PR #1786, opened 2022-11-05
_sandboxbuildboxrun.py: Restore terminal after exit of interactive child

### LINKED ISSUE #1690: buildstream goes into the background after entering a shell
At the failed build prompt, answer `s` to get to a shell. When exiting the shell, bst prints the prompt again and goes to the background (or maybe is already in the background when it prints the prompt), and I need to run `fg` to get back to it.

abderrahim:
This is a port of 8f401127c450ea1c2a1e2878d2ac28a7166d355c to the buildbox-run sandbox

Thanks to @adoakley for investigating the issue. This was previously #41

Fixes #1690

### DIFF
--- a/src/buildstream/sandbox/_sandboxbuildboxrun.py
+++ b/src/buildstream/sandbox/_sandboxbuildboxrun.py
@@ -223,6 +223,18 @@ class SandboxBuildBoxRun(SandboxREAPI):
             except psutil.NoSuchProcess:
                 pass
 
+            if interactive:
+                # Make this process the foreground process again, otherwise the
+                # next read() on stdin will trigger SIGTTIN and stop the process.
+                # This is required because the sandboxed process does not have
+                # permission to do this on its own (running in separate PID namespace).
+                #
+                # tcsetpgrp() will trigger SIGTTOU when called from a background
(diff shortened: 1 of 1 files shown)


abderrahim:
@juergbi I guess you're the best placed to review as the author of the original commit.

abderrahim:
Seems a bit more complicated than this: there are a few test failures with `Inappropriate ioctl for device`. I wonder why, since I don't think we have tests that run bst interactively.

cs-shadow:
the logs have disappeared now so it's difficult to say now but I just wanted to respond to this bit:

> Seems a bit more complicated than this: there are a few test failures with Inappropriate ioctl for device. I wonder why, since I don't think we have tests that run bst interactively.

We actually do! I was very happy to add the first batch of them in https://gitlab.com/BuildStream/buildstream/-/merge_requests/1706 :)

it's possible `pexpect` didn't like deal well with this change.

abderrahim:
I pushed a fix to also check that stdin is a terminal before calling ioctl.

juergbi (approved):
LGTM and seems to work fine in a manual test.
━━━━
> _Problem details_: Only an exact copy of the entries above will do.

> _Answer section_:
PR #1786, opened 2022-11-05
_sandboxbuildboxrun.py: Restore terminal after exit of interactive child

### LINKED ISSUE #1690: buildstream goes into the background after entering a shell
At the failed build prompt, answer `s` to get to a shell. When exiting the shell, bst prints the prompt again and goes to the background (or maybe is already in the background when it prints the prompt), and I need to run `fg` to get back to it.

abderrahim:
This is a port of 8f401127c450ea1c2a1e2878d2ac28a7166d355c to the buildbox-run sandbox

Thanks to @adoakley for investigating the issue. This was previously #41

Fixes #1690

### DIFF
--- a/src/buildstream/sandbox/_sandboxbuildboxrun.py
+++ b/src/buildstream/sandbox/_sandboxbuildboxrun.py
@@ -223,6 +223,18 @@ class SandboxBuildBoxRun(SandboxREAPI):
             except psutil.NoSuchProcess:
                 pass
 
+            if interactive:
+                # Make this process the foreground process again, otherwise the
+                # next read() on stdin will trigger SIGTTIN and stop the process.
+                # This is required because the sandboxed process does not have
+                # permission to do this on its own (running in separate PID namespace).
+                #
+                # tcsetpgrp() will trigger SIGTTOU when called from a background
(diff shortened: 1 of 1 files shown)


abderrahim:
@juergbi I guess you're the best placed to review as the author of the original commit.

abderrahim:
Seems a bit more complicated than this: there are a few test failures with `Inappropriate ioctl for device`. I wonder why, since I don't think we have tests that run bst interactively.

cs-shadow:
the logs have disappeared now so it's difficult to say now but I just wanted to respond to this bit:

> Seems a bit more complicated than this: there are a few test failures with Inappropriate ioctl for device. I wonder why, since I don't think we have tests that run bst interactively.

We actually do! I was very happy to add the first batch of them in https://gitlab.com/BuildStream/buildstream/-/merge_requests/1706 :)

it's possible `pexpect` didn't like deal well with this change.

abderrahim:
I pushed a fix to also check that stdin is a terminal before calling ioctl.

juergbi (approved):
LGTM and seems to work fine in a manual test.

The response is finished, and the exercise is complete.